Final note on RTMP vs WebRTC

RTMP is easy to support. You can implement it once and forget about it, and pass an URL to the service with all the necessary tokens.

The main risk so far for hardware vendors is that there is no standard signaling for WebRTC. In other words while the media stack is standard, each service requires some part of a proprietary implementation.

The WHIP protocol, supported by Cosmo, Google, Tencent, Cisco, caffeine.tv, LLNW and others, is the answer to that. Implement once, and use it with any platform.

Practically, what should we do?

From our customers’ point of view, hardware encoders are solving a convenience problem rather than a performance problem.

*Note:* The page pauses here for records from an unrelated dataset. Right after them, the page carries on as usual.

PR #502, opened 2020-04-08
Revert "Move admission controller support behind a tech-preview feature flag"

gianlucam76:
Reverts tigera/operator#457

Dynamic admission webhook will be enabled by default.

kind/enhancement
enterprise


pkg/render/apiserver.go
```diff
@@ -578,7 +574,6 @@ func (c *apiServerComponent) apiServerContainer() corev1.Container {
 			fmt.Sprintf("--secure-port=%d", apiServerPort),
 			"--audit-policy-file=/etc/tigera/audit/policy.conf",
 			"--audit-log-path=/var/log/calico/audit/tsee-audit.log",
-			fmt.Sprintf("--enable-admission-controller-support=%t", c.enableAdmissionControllerSupport),
```
tmjd, line 581: Is this not necessary anymore? In other words is that flag no longer needed to enable the controller on the API server?

gianlucam76: it is not needed anymore. Thanks.

PR #508, opened 2020-04-10
Add MultiInterfaceMode to installation spec

Brian-McM:
## Description
This configures if multiple interfaces are allowed per pod and what configures them. We only allow multus for now.

## For PR author

- [ ] Tests for change.

## For PR reviewers

- [ ] Appropriate labels:

### DIFF
--- a/deploy/crds/operator_v1_installation_crd.yaml
+++ b/deploy/crds/operator_v1_installation_crd.yaml
@@ -88,6 +88,14 @@ spec:
                     for pods on the Calico network. Default: 1410'
                   format: int32
                   type: integer
+                multiInterfaceMode:
+                  description: 'MultiInterfaceMode configures what will configure
+                    multiple interface per pod. Only valid for Calico Enterprise installations.
+                    Default: None'
+                  enum:
+                  - None
+                  - Multus
+                  type: string
                 nodeAddressAutodetectionV4:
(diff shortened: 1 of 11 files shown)


deploy/crds/operator_v1_installation_crd.yaml
```diff
@@ -88,6 +88,14 @@ spec:
                     for pods on the Calico network. Default: 1410'
                   format: int32
                   type: integer
+                multiInterfaceMode:
+                  description: 'MultiInterfaceMode configures what will configure
+                    multiple interface per pod. Only valid for EE installations. Default:
```
tmjd, line 93: I don't think EE is appropriate to use here, should probably be `Calico Enterprise`

pkg/render/node.go
```diff
@@ -635,6 +635,12 @@ func (c *nodeComponent) cniEnvvars() []v1.EnvVar {
 			},
 		},
 	}
+
+	if c.cr.Spec.CalicoNetwork != nil {
```
tmjd, line 639: Should this be gated on Spec.Variant === Enterprise (like the others)?

Brian-McM: yes it should

caseydavenport:
@tmjd double check I put the right milestone on this one!

PR #509, opened 2020-04-15
CA cert for Voltron must be provided

asincu:
## Description

Voltron needs to receive a certificate CA and private key in order to start up the tunnel server. This will be used to create certificates for the managed clusters that will be used to connect to the tunnel server. 

Operator would create a certificate that used the value `voltron` as `SAN`. Voltron had this value hardcoded as the ServerName when checking certficates. If we need to provide a custom certificate, a DNS SAN entry would look like `*.mydomain.com`. Gurdian will not be able to connect to the server, as it will check for the value `voltron` to match `*.mydomain.com`.  A part of the fix is to remove this dependency in Voltron and default to the hostname provided to connect. 

Generating a default server with DNS entry set to `voltron` is a redundant step, as this certificate will never allow Guardians to connect to the Voltron sever. This is why we need to provide the secret as a mandatory step before registering any clusters. Generating the proper CA certificate requires that we know how our clients would like to make Voltron discoverable and it depends on the architecture of our clients. They can choose to create a public DNS entry for this service or create a reachable IP for this service. The root CA will need to be created with DNS entry like `*.mydomain.com` and/or IP entry like `x.x.x.x` matching voltron. 

## For PR author

- [ ] Tests for change.

## For PR reviewers

- [ ] Appropriate labels:


pkg/render/manager.go
```diff
@@ -92,14 +92,8 @@ func Manager(
...
-	var tunnelSecrets []*corev1.Secret
+	var tunnelSecrets = []*corev1.Secret{tunnelSecret}
 	if management {
-		// If there is no secret create one and add it to the operator namespace.
-		if tunnelSecret == nil {
-			tunnelSecret = voltronTunnelSecret()
-			tunnelSecrets = append(tunnelSecrets, tunnelSecret)
-		}
-
 		tunnelSecrets = append(tunnelSecrets, CopySecrets(ManagerNamespace, tunnelSecret)...)
```
stevegaossou, line 97: I guess our approach here is that we won't have the operator call this out to the user. 

The new normal is that the user must always provide a tunnel cert (just like they must provide a tunnel service) manually. 

So we just need to document it in our user docs. 

I recall this is what was discussed already. I'm just writing it out just to confirm and job my own memory.

tmjd: In reference to your 1st sentence. The operator will report a missing certificate if one is not provided. See above at https://github.com/tigera/operator/pull/509/files#diff-8962c60cf9c10aa1ac7a2ffb1422ae3cR303

asincu:
Clients will be required to use self signed certificates and not provide their own CA certificates. In case they do, they need to add a subject alternate domain for `voltron`.

PR #510, opened 2020-04-15
Update operator to include new env variable

shirlz8:
Adding a new environment variable to store name of the node, used in bgp monitoring

### DIFF
--- a/pkg/render/fluentd_test.go
+++ b/pkg/render/fluentd_test.go
@@ -48,7 +48,7 @@ var _ = Describe("Tigera Secure Fluentd rendering tests", func() {
 		esConfigMap = render.NewElasticsearchClusterConfig("clusterTestName", 1, 1, 1)
 	})
 
-	It("should render all resources for a default configuration", func() {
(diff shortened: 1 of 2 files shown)


shirlz8:
@tmjd Added some tests for the env variables!

pkg/render/fluentd_test.go
```diff
@@ -70,6 +70,28 @@ var _ = Describe("Tigera Secure Fluentd rendering tests", func() {
...
+				ValueFrom: &corev1.EnvVarSource{
+					FieldRef: &corev1.ObjectFieldSelector{FieldPath: "spec.nodeName"},
+				},
+			},
+		}
+
+		for _, expected := range expectedEnvs {
+
+			Expect(envs).To(ContainElement(
+				expected))
```
stevegaossou, line 93: Very Minor: Formatting seems a bit off here. Was there a reason for the newline in line 91 and having the Expect statement split across two lines?

shirlz8: Updated!

PR #511, opened 2020-04-15
adding curator service account

penkeysuresh:
## Description

* adding a service account for curator to be able to restrict curator [PSP](https://kubernetes.io/docs/concepts/policy/pod-security-policy/) permissions

Pod Security Policy are based on service account used by the pod, so creating a new SA for curator allows us to create stricter PSP. This SA's sole purpose is to separate the curator from getting associated with `default` SA

## For PR author

- [ ] Tests for change.

## For PR reviewers

- [ ] Appropriate labels:

### DIFF
--- a/pkg/render/logstorage.go
+++ b/pkg/render/logstorage.go
@@ -71,7 +71,8 @@ const (
 
 	LogStorageFinalizer = "tigera.io/eck-cleanup"
 
-	EsCuratorName = "elastic-curator"
+	EsCuratorName           = "elastic-curator"
+	EsCuratorServiceAccount = "tigera-elastic-curator"
 
 	// As soon as the total disk utilization exceeds the max-total-storage-percent,
 	// indices will be removed starting with the oldest. Picking a low value leads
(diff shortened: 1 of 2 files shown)


penkeysuresh:
From my initial testing, making the image run as root seemed sufficient. Didn't encounter any errors when it made not privileged. This needs to be tested more, since the errors might have gotten silenced etc.

penkeysuresh:
converting this to draft, operator needs more changes for curator component

tmjd:
What is the need for the Service Account. There are no role bindings for it so it doesn't seem useful to add a SA. Is it just so it doesn't get associated with a default one? Could you provide some reasoning for the SA. Thanks.
Also I think any RunAsNonRoot should be tested on an OpenShift cluster.

penkeysuresh:
as discussed on slack, we are creating new SA so that it curator doesn’t get associated with the default one, this new SA helps us create stricter pod security policies for curator as current PSP are based on service account used by the component.

I'll mention this in the code and also update the PR as discussed.

PR #512, opened 2020-04-16
Try out a GH actions workflow for commenting on PRs

caseydavenport:
## Description

Starting to delve into GH actions and see if they are useful. Trying a
basic comment action.

Uses this script for doing the commenting: https://github.com/harupy/comment-on-pr/blob/master/entrypoint.py

## For PR author

- [ ] Tests for change.

## For PR reviewers

- [ ] Appropriate labels:

### DIFF
--- a/.github/workflows/comment-on-pr.yaml
+++ b/.github/workflows/comment-on-pr.yaml
@@ -1,0 +1,13 @@
+name: Remind about milestones and labels
+on: pull_request
+jobs:
+  comment:
+    name: Remind labels and milestones
+    runs-on: ubuntu-latest
+    steps:
+      - uses: actions/checkout@master
+      - uses: harupy/comment-on-pr@master
+        env:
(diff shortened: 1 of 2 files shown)


.github/workflows/comment-on-pr.yaml
```diff
@@ -0,0 +1,13 @@
+name: Remind about milestones and labels
+on: pull_request
+jobs:
+  comment:
+    name: Remind labels and milestones
+    runs-on: ubuntu-latest
+    steps:
+      - uses: actions/checkout@master
```
tmjd, line 8: I don't think this looks like it would be right. Should it be actions/pr? I've got no idea.

tmjd: Nevermind looks like this is needed to have access to the template.md in the repo.

caseydavenport:
We'll see if it works - I think it needs to be in master in order to run :D

PR #514, opened 2020-04-17
Use CNI private for Calico Enterprise installs

Brian-McM:
Multi NICs is only going to be available for Calico Enterprise installations which is why this change needs to happen

### DIFF
--- a/config/enterprise_versions.yml
+++ b/config/enterprise_versions.yml
@@ -68,3 +68,6 @@ components:
   guardian:
     image: tigera/guardian
     version: v2.7.0-0.dev-61-g73e2b02
+  tigera-cni:
+    image: tigera/cni
+    version: v3.0.0-0.dev-39-g3f96541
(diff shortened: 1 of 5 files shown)


config/enterprise_versions.yml
```diff
@@ -68,3 +68,6 @@ components:
   guardian:
     image: tigera/guardian
     version: v2.7.0-0.dev-61-g73e2b02
+  cni:
```
ozdanborne, line 71: The key of this yaml entry is important. 
- It needs to match what calico-private and tigera/process are using.
- It also should ideally be unique so that the key for the OS component and the Private variant of that same component don't use the same key. (this is a new rule because if they are identical they can't be put in the same versions.yml file which is annoying).


How about this intead?
```suggestion
  tigera-cni:
```

ozdanborne:
If we're no longer using OS calico/cni, we should update versions.yml of calico-private accordingly, since it's used to generate the image pull/retag/push instructions for airgapped clusters.

Remove this entry: https://github.com/tigera/calico-private/blob/master/_data/versions.yml#L94-L97

And add a new entry for "tigera-cni"

config/enterprise_versions.yml
Brian-McM: Sounds good!

ozdanborne:
You'll also need to update tigera/process to set "tigera-cni" when it's generating versions.yml to pass to gen-versions.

One can run software encoders on a normal desktop machine and achieve good results.

However, capturing professional cameras through SDI or HDMI sources, as well as other audio equipment and external displays is a pain.

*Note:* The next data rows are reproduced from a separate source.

PR #533, opened 2020-04-22
Allow updates to Logstorage resource limits

Suraiya-Hameed:
## Description
Updating the Logstroage resource limit fails as storage requirements are immutable from ECK 1.0 https://www.elastic.co/guide/en/cloud-on-k8s/current/k8s-orchestration.html#k8s-orchestration-limitations

This PR uses hash of the volumeClaimTemplates as NodeSet name so a new StatefulSet is created if storage requirements change.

We already have many of our heavy users using dedicated servers (PC or Mac), with multiple BlackMagic Decklink cards, and our Millicast Studio software for encoding and WebRTC delivery to the Millicast platform.

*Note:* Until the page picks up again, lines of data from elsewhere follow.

PR #541, opened 2020-04-23
Secret manager-tls must be shared with compliance and kube-controllers

asincu:
## Description

Manager-tls secret must be shared with compliance-server and kube-controllers. This will be added to the set of trusted certificates when making calls to retrieve compliance reports from a managed cluster. 

This change is required as we are currently using InsecureSkipVerify: true when making this request.

## For PR author

- [ ] Tests for change.

## For PR reviewers

- [ ] Appropriate labels:

```release-note
Verify TLS between management cluster components and managed clusters. 
```

### DIFF
--- a/pkg/controller/installation/core_controller.go
+++ b/pkg/controller/installation/core_controller.go
@@ -453,6 +453,21 @@ func (r *ReconcileInstallation) Reconcile(request reconcile.Request) (reconcile.
 		return reconcile.Result{}, err
 	}
 
+	var managerTLSSecret *corev1.Secret
+	managerTLSSecret, err = utils.ValidateCertPair(r.client,
+		render.ManagerTLSSecretName,
+		render.ManagerSecretKeyName,
+		render.ManagerSecretCertName,
+	)
+
+	if instance.Spec.ClusterManagementType == operator.ClusterManagementTypeManagement {
+		if err != nil {
+			log.Error(err, "Invalid manager TLS Cert")
+			r.status.SetDegraded("Error validating manager TLS certificate", err.Error())
+			return reconcile.Result{}, err
+		}
+	}
+
 	typhaNodeTLS, err := r.GetTyphaFelixTLSConfig()
 	if err != nil {
 		log.Error(err, "Error with Typha/Felix secrets")
@@ -497,6 +512,7 @@ func (r *ReconcileInstallation) Reconcile(request reconcile.Request) (reconcile.
 		instance,
 		pullSecrets,
 		typhaNodeTLS,
+		managerTLSSecret,
 		birdTemplates,
 		instance.Spec.KubernetesProvider,
 		netConf,
--- a/pkg/controller/manager/manager_controller.go
+++ b/pkg/controller/manager/manager_controller.go
@@ -97,7 +97,7 @@ func add(mgr manager.Manager, r reconcile.Reconciler) error {
 			render.VoltronTunnelSecretName, render.ComplianceServerCertSecret,
 		} {
 			if err = utils.AddSecretsWatch(c, secretName, namespace); err != nil {
-				return fmt.Errorf("compliance-controller failed to watch the secret '%s' in '%s' namespace: %v", secretName, namespace, err)
+				return fmt.Errorf("manager-controller failed to watch the secret '%s' in '%s' namespace: %v", secretName, namespace, err)
 			}
 		}
 	}
@@ -205,6 +205,28 @@ func (r *ReconcileManager) Reconcile(request reconcile.Request) (reconcile.Resul
 		return reconcile.Result{}, err
 	}
 
+	// Check that if the manager certpair secret exists that it is valid (has key and cert fields)
+	// If it does not exist then this function returns a nil secret but no error and a self-signed
+	// certificate will be generated when rendering below.
+	tlsSecret, err := utils.ValidateCertPair(r.client,
+		render.ManagerTLSSecretName,
+		render.ManagerSecretKeyName,
+		render.ManagerSecretCertName,
+	)
+
+	// An error is returned in case the read cannot be performed of the secret does not match the expected format
+	// In case the secret is not found, the error and the secret will be nil. This check needs to be done for all
+	// cluster types. For management cluster, we also need to check if the secret was created before hand.
+	if err != nil {
+		r.status.SetDegraded("Error validating manager TLS certificate", err.Error())
+		return reconcile.Result{}, err
+	}
+	if installation.Spec.ClusterManagementType == operatorv1.ClusterManagementTypeManagement && tlsSecret == nil {
+		err = fmt.Errorf("manager TLS Secret not found")
+		r.status.SetDegraded("No TLS manager certificate", err.Error())
+		return reconcile.Result{}, err
+	}
+
 	// Check that compliance is running.
 	compliance, err := compliance.GetCompliance(ctx, r.client)
 	if err != nil {
@@ -231,19 +253,6 @@ func (r *ReconcileManager) Reconcile(request reconcile.Request) (reconcile.Resul
 		return reconcile.Result{}, err
 	}
 
-	// Check that if the manager certpair secret exists that it is valid (has key and cert fields)
-	// If it does not exist then this function returns a nil secret but no error and a self-signed
-	// certificate will be generated when rendering below.
-	tlsSecret, err := utils.ValidateCertPair(r.client,
-		render.ManagerTLSSecretName,
-		render.ManagerSecretKeyName,
-		render.ManagerSecretCertName,
-	)
-	if err != nil {
-		log.Error(err, "Invalid TLS Cert")
-		r.status.SetDegraded("Error validating TLS certificate", err.Error())
-		return reconcile.Result{}, err
-	}
 
 	pullSecrets, err := utils.GetNetworkingPullSecrets(installation, r.client)
 	if err != nil {
--- a/pkg/render/compliance.go
+++ b/pkg/render/compliance.go
@@ -49,10 +49,12 @@ const (
 	ComplianceServerKeyName    = "tls.key"
 
 	complianceServerTLSHashAnnotation = "hash.operator.tigera.io/tls-certificate"
+	ManagerTLSHashAnnotation          = "hash.operator.tigera.io/manager-certificate"
 )
 
 func Compliance(
 	esSecrets []*corev1.Secret,
+	managerSecret *corev1.Secret,
 	installation *operatorv1.Installation,
 	complianceServerCertSecret *corev1.Secret,
 	esClusterConfig *ElasticsearchClusterConfig,
@@ -79,6 +81,7 @@ func Compliance(
 
 	return &complianceComponent{
 		esSecrets:                   esSecrets,
+		managerSecret:               managerSecret,
 		installation:                installation,
 		esClusterConfig:             esClusterConfig,
 		pullSecrets:                 pullSecrets,
@@ -89,6 +92,7 @@ func Compliance(
 
 type complianceComponent struct {
 	esSecrets                   []*corev1.Secret
+	managerSecret               *corev1.Secret
 	installation                *operatorv1.Installation
 	esClusterConfig             *ElasticsearchClusterConfig
 	pullSecrets                 []*corev1.Secret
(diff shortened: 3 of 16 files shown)


pkg/render/manager.go
```diff
@@ -80,6 +82,7 @@ func Manager(
 			ManagerSecretCertName,
 			825*24*time.Hour, // 825days*24hours: Create cert with a max expiration that macOS 10.15 will accept
 			nil,
+			ManagerServiceExternalDNS, ManagerServiceInternalDNS,
```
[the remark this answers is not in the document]
stevegaossou: On closer inspection, I guess this was intentional, since the function is variadic with the variable amount of hostnames `hostnames ...string`. 

But in that case you could use a slice and then use "..." to make it clearer. 

```suggestion
	hostnames := []string{ManagerServiceExternalDNS, ManagerServiceInternalDNS}
	...
	tlsKeyPair, err = CreateOperatorTLSSecret(nil,
			ManagerTLSSecretName,
			ManagerSecretKeyName,
			ManagerSecretCertName,
			825*24*time.Hour, // 825days*24hours: Create cert with a max expiration that macOS 10.15 will accept
			nil,
			hostnames...,
		)
```

pkg/controller/installation/core_controller.go
```diff
@@ -453,6 +453,25 @@ func (r *ReconcileInstallation) Reconcile(request reconcile.Request) (reconcile.
...
+			825*24*time.Hour, // 825days*24hours: Create cert with a max expiration that macOS 10.15 will accept
+			nil,
+			render.ManagerServiceExternalDNS,
+			render.ManagerServiceInternalDNS,
+		)
+		if err != nil {
+			r.SetDegraded("Error generating self signed certificates for tigera-manager", err, reqLogger)
+			return reconcile.Result{}, err
+		}
+	}
```
stevegaossou, line 473: Looks like we reproduce the tigera-manager cert secret for Compliance and for Kube controller, using two different ways. 

Compliance we use `utils.ValidateCertPair()` and then pass to Compliance render, where it does an actual copy of the secret. 

Kube controllers, we do this `render.CreateOperatorTLSSecret()` directly. 

Was there a specific reason for the difference? I was going to guess that it's because Compliance component has its own render (but then it looks like Kube controller does as well).

pkg/render/manager.go
```diff
@@ -33,15 +33,17 @@ import (
...
-	ManagerSecretKeyName    = "key"
-	ManagerSecretCertName   = "cert"
-	ManagerOIDCConfig       = "tigera-manager-oidc-config"
-	ManagerOIDCWellknownURI = "/usr/share/nginx/html/.well-known"
-	ManagerOIDCJwksURI      = "/usr/share/nginx/html/discovery"
+	managerPort               = 9443
+	managerTargetPort         = 9443
+	ManagerNamespace          = "tigera-manager"
+	ManagerServiceInternalDNS = "tigera-manager.tigera-manager.svc"
+	ManagerServiceExternalDNS = "localhost"
```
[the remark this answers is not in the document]
asincu: I think we need localhost for the browser and external service and tigera-manager.tigera-manager.svc to be used internally in the k8s cluster.

pkg/controller/installation/core_controller.go
asincu: Compliance does not create the secret, it just copies it in its namespace. The core-controllers creates the secret and that make it available to be other components.

pkg/render/manager.go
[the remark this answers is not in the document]
asincu: Hm ... I take the thumbs up back. :) I do not think we need to create a slice. The purpose of a variadic function is to allow the caller to use any numbers of parameters.

pkg/render/manager.go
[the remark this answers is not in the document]
asincu: I think I will rename them as I see how the perspective can cause confusion.

pkg/render/manager.go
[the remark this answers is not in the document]
stevegaossou: Yes, the variadic part of this is the hostnames, which can be any number of them. 

I was saying that if you intended to have both ManagerServiceExternalDNS and ManagerServiceInternalDNS on the same line to indicate they are both hostnames, then a slice with the `...` allows you to communicate that more explicitly. 

You can ignore what I said if that wasn't the intention. Either way it's minor.

pkg/controller/installation/core_controller.go
stevegaossou: My question is then: 
- Why does core-controllers need to create the secret and make it available? 

Before this Manager needed the secret, which it must have gotten a copy from getting it passed from the tigera operator namespace. So why does core-controller need to create its own (instead of a copy). 

I understand that Compliance and Kube controller both now need access to this Manager TLS secret, but why does core controller need to create a new version? 

This is more for my understanding, since I'm missing a step here.

stevegaossou:
Should get a review from @tmjd or @caseydavenport.

pkg/controller/manager/manager_controller.go
```diff
@@ -205,6 +205,20 @@ func (r *ReconcileManager) Reconcile(request reconcile.Request) (reconcile.Resul
...
+		render.ManagerTLSSecretName,
+		render.ManagerSecretKeyName,
+		render.ManagerSecretCertName,
+	)
+	if err != nil {
+		log.Error(err, "Invalid TLS Cert")
+		r.status.SetDegraded("Error validating TLS certificate", err.Error())
+		return reconcile.Result{}, err
+	}
+
```
tmjd, line 221: Also when installation.clusterManagementType indicates management then we should validate that tlsSecret is not nil.

pkg/render/compliance.go
```diff
@@ -601,8 +613,28 @@ func (c *complianceComponent) complianceServerDeployment() *appsv1.Deployment {
...
 						},
 					},
+				}},
+				{
+					Name: "manager-cert",
+					VolumeSource: corev1.VolumeSource{
+						Secret: &corev1.SecretVolumeSource{
+							DefaultMode: &defaultMode,
+							SecretName:  ManagerTLSSecretName,
+							Optional:   &optional,
```
tmjd, line 623: I don't think we should make this optional. We know if the cert is being rendered or not so we can be confident if this mount is needed or not.

pkg/render/compliance.go
```diff
@@ -156,6 +159,9 @@ func (c *complianceComponent) Objects() ([]runtime.Object, []runtime.Object) {
 	}
 
 	complianceObjs = append(complianceObjs, secretsToRuntimeObjects(CopySecrets(ComplianceNamespace, c.esSecrets...)...)...)
+	if c.managerSecret != nil {
```
tmjd, line 162: See Line 545 (AnnotationHash) for the annotation that we need to add for this Secret.

pkg/render/compliance.go
```diff
@@ -581,6 +588,11 @@ func (c *complianceComponent) complianceServerDeployment() *appsv1.Deployment {
 						Name:      "cert",
 						MountPath: "/code/apiserver.local.config/certificates",
 						ReadOnly:  true,
+					},
+					{
```
tmjd, line 592: As with the VolumeSource, this should be added only if the secret is not nil.

pkg/render/compliance_test.go
```diff
@@ -90,9 +91,90 @@ var _ = Describe("compliance rendering tests", func() {
 		})
 	})
 
+	Context("Management cluster", func() {
+		It("should render all resources for a default configuration", func() {
+			component, err := render.Compliance(nil, &corev1.Secret{
```
tmjd, line 96: With the secret specified we should check that the mount is added to the deployment.

pkg/render/kube-controllers_test.go
```diff
@@ -100,10 +101,45 @@ var _ = Describe("kube-controllers rendering tests", func() {
...
+
+		// Should render the correct resources.
+		ExpectResource(resources[0], "calico-kube-controllers", "calico-system", "", "v1", "ServiceAccount")
+		ExpectResource(resources[1], "calico-kube-controllers", "", "rbac.authorization.k8s.io", "v1", "ClusterRole")
+		ExpectResource(resources[2], "calico-kube-controllers", "", "rbac.authorization.k8s.io", "v1", "ClusterRoleBinding")
+		ExpectResource(resources[3], "calico-kube-controllers", "calico-system", "apps", "v1", "Deployment")
+		ExpectResource(resources[4], render.ManagerTLSSecretName, "calico-system", "", "v1", "Secret")
+
+		// The Deployment should have the correct configuration.
+		ds := resources[3].(*apps.Deployment)
```
tmjd, line 134: We should verify the mount and volume are present when the secret is specified.

pkg/render/kube-controllers.go
```diff
@@ -259,6 +269,33 @@ func (c *kubeControllersComponent) controllersDeployment() *apps.Deployment {
...
+						},
+					},
+					Volumes: []v1.Volume{
+						{
+							Name: "manager-cert",
+							VolumeSource: v1.VolumeSource{
+								Secret: &v1.SecretVolumeSource{
+									DefaultMode: &defaultMode,
+									SecretName:  ManagerTLSSecretName,
+									Optional:   &optional,
```
tmjd, line 286: Same as in the compliance, we know if the secret exists or not so there should be no need for this to be an optional mount.

pkg/render/kube-controllers.go
```diff
@@ -30,23 +30,30 @@ import (
...
 func (c *kubeControllersComponent) Objects() ([]runtime.Object, []runtime.Object) {
-	return []runtime.Object{
+	kubeControllerObjects := []runtime.Object{
 		c.controllersServiceAccount(),
 		c.controllersRole(),
 		c.controllersRoleBinding(),
 		c.controllersDeployment(),
-	}, nil
+	}
+	if c.managerSecret != nil {
```
tmjd, line 52: It doesn't go here but in render/kube-controllers.go but with this same case check we need to add an AnnotationHash to the deployment to make sure the deployment will be updated/restarted when this secret is CRUD'ed.

pkg/render/compliance.go
```diff
@@ -601,8 +613,28 @@ func (c *complianceComponent) complianceServerDeployment() *appsv1.Deployment {
...
 					},
+				}},
+				{
+					Name: "manager-cert",
+					VolumeSource: corev1.VolumeSource{
+						Secret: &corev1.SecretVolumeSource{
+							DefaultMode: &defaultMode,
+							SecretName:  ManagerTLSSecretName,
+							Optional:   &optional,
+							Items: []corev1.KeyToPath{
```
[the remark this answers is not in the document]
asincu: I have kept only the certificate, as we do not need the key.

pkg/controller/installation/core_controller.go
```diff
@@ -453,6 +453,13 @@ func (r *ReconcileInstallation) Reconcile(request reconcile.Request) (reconcile.
 		return reconcile.Result{}, err
 	}
 
+	var managerTLSSecret *corev1.Secret
+	managerTLSSecret, err = utils.ValidateCertPair(r.client,
```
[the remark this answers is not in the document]
asincu: Isn't this done already here https://github.com/tigera/operator/blob/master/pkg/controller/installation/core_controller.go#L122 ?

pkg/render/kube-controllers.go
asincu: We might need to sync up on this comment. I think the comment might have been needed on a different file than `render/kube_controllers.go` ?

pkg/controller/manager/manager_controller.go
asincu: Added in https://github.com/tigera/operator/pull/541/commits/2ca889a930515473ddc193328e46b06c8760bc73

pkg/controller/installation/core_controller.go
```diff
@@ -453,6 +453,13 @@ func (r *ReconcileInstallation) Reconcile(request reconcile.Request) (reconcile.
...
+		render.ManagerTLSSecretName,
+		render.ManagerSecretKeyName,
+		render.ManagerSecretCertName,
+	)
+
```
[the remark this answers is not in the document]
asincu: Added in https://github.com/tigera/operator/pull/541/commits/2ca889a930515473ddc193328e46b06c8760bc73

pkg/controller/installation/core_controller.go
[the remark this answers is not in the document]
tmjd: Yep, you're right.

pkg/render/kube-controllers.go
tmjd: You've done what I wanted with the kubeControllerAnnotations

pkg/controller/installation/core_controller.go
```diff
@@ -453,6 +453,24 @@ func (r *ReconcileInstallation) Reconcile(request reconcile.Request) (reconcile.
...
+	if instance.Spec.ClusterManagementType == operator.ClusterManagementTypeManagement {
+		if managerTLSSecret == nil {
```
tmjd, line 464: This should be nil for a new cluster, so I don't think we should have this check.

tmjd:
Trying to trigger Semaphore v2 job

But what the industry needs now is a simple appliance, similar to a Teradek Cube, Videon Edgecaster or AJA HELO, with a single SDI/HDMI input and a LAN connection, which can be configured through a web page.

Hardware Encoders: Teradek Cube, Videon Edgecaster, AJA HELO

CoSMo/Millicast can provide a C/C++ WHIP SDK, a reference WHIP server to test against, and other support.

Below are non-mutually exclusive options to add WebRTC to these encoders:

1. Ground Zero

Implement a super low latency version of your RTMP encoder. It’s really just playing with RTMP parameters, nothing fancy, minimum overhead. You will not get ABR, you will not get E2EE, you will not get a better codec than H.264, but it will work with the Millicast platform today as an RTMP ingest. Frankly speaking, that’s investing in the past.

2. Implement WebRTC+WHIP with H264 or VP8 (4:2:0, 8bits)

This is the most sensible first step. It’s simple to implement, it will work against all existing browsers today, it will shave half of the latency you have with RTMP. There is already a night and day difference for latency-sensitive workflows using RTMP today. It allows you to implement and validate a full WebRTC stack, before you move on to further integration. You will not get ABR, you will not get E2EE.

3. Intermediary: WebRTC+WHIP with VP9 mode 2 (10bits 4:2:0 HDR)

An interesting intermediate step if your hardware supports VP9 encoding (INTEL, Qualcomm and Samsung do for example). This provides you with a 10bits HDR10 capacity out of the box, supported by Chrome, Edge and Safari today.

4. Intermediary: WebRTC+WHIP with H.265

This is kind of a smaller play. Only Apple Safari will be able to receive your stream and display it among existing browsers (and it’s not likely to change). However, there are also a lot of Hardware devices that can decode H.265. Risky and not very practical, but many existing devices support H.265. It is low hanging fruit, and god knows Apple owners love their devices.

5. Same as #2 but with simulcast

This gives you the best quality possible today, while being future-proof when E2EE will be available. In our opinion, this is the best configuration of the base offer (in-par with browsers today). It requires the capacity for multiple concurrent encodings. Note that only one stream is high resolution, and all other streams will be lower resolutions. In this context, the Qualcomm approach with some CPUs/GPUs more capable than others make a lot of sense. The magic number is 3 encoders in parallel for optimum quality.

6. Real-Time AV1 SVC, or other high level codecs (i.e. Dolby Atmos, etc.)

There will always be a demand for the best quality possible: 12bits, 4:4:4, lossless (no quantization, etc). This will be our premium offer. AV1 is very interesting because of its widespread adoption on the decoder side, and the fact that encoders will find their way into the browsers very soon. Also, there are many very good libraries implementing the codec already making adoption easier.

We believe this will be in very high demand for content production, especially for the latest stages of post-production (Color Grading). That being said, Millicast is codec agnostic on the platform side, and any codec could be added in principle.